- **Problem**: Gather the lines below that include the string "plugin", copying each in full.

- **Raw data**:
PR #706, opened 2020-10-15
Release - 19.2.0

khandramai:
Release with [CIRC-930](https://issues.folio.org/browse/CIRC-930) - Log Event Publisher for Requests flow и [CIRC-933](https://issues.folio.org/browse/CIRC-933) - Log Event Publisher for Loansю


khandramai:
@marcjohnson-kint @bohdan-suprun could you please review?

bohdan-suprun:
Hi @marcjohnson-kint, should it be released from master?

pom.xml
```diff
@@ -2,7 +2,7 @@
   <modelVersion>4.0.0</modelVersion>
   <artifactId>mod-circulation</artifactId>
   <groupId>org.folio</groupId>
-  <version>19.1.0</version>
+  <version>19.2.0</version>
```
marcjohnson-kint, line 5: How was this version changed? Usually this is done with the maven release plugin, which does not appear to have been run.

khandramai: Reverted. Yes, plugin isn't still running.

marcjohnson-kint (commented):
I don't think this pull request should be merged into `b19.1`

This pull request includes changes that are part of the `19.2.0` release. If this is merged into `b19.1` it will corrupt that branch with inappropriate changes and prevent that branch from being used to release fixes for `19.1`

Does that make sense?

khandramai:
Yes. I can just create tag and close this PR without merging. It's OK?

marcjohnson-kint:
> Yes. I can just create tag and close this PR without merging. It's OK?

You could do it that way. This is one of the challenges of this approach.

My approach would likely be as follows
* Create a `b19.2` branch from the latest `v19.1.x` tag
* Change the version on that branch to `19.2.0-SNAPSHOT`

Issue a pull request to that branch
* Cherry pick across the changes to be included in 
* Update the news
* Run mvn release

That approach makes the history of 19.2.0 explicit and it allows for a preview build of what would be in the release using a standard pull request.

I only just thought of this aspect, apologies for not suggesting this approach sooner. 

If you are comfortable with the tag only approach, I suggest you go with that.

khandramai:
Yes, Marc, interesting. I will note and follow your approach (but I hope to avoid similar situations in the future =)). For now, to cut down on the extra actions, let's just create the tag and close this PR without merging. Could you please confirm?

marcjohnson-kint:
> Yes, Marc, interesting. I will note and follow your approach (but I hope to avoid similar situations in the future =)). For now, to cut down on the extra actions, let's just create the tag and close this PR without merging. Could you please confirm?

- **Result of this task**:
marcjohnson-kint, line 5: How was this version changed? Usually this is done with the maven release plugin, which does not appear to have been run.
khandramai: Reverted. Yes, plugin isn't still running.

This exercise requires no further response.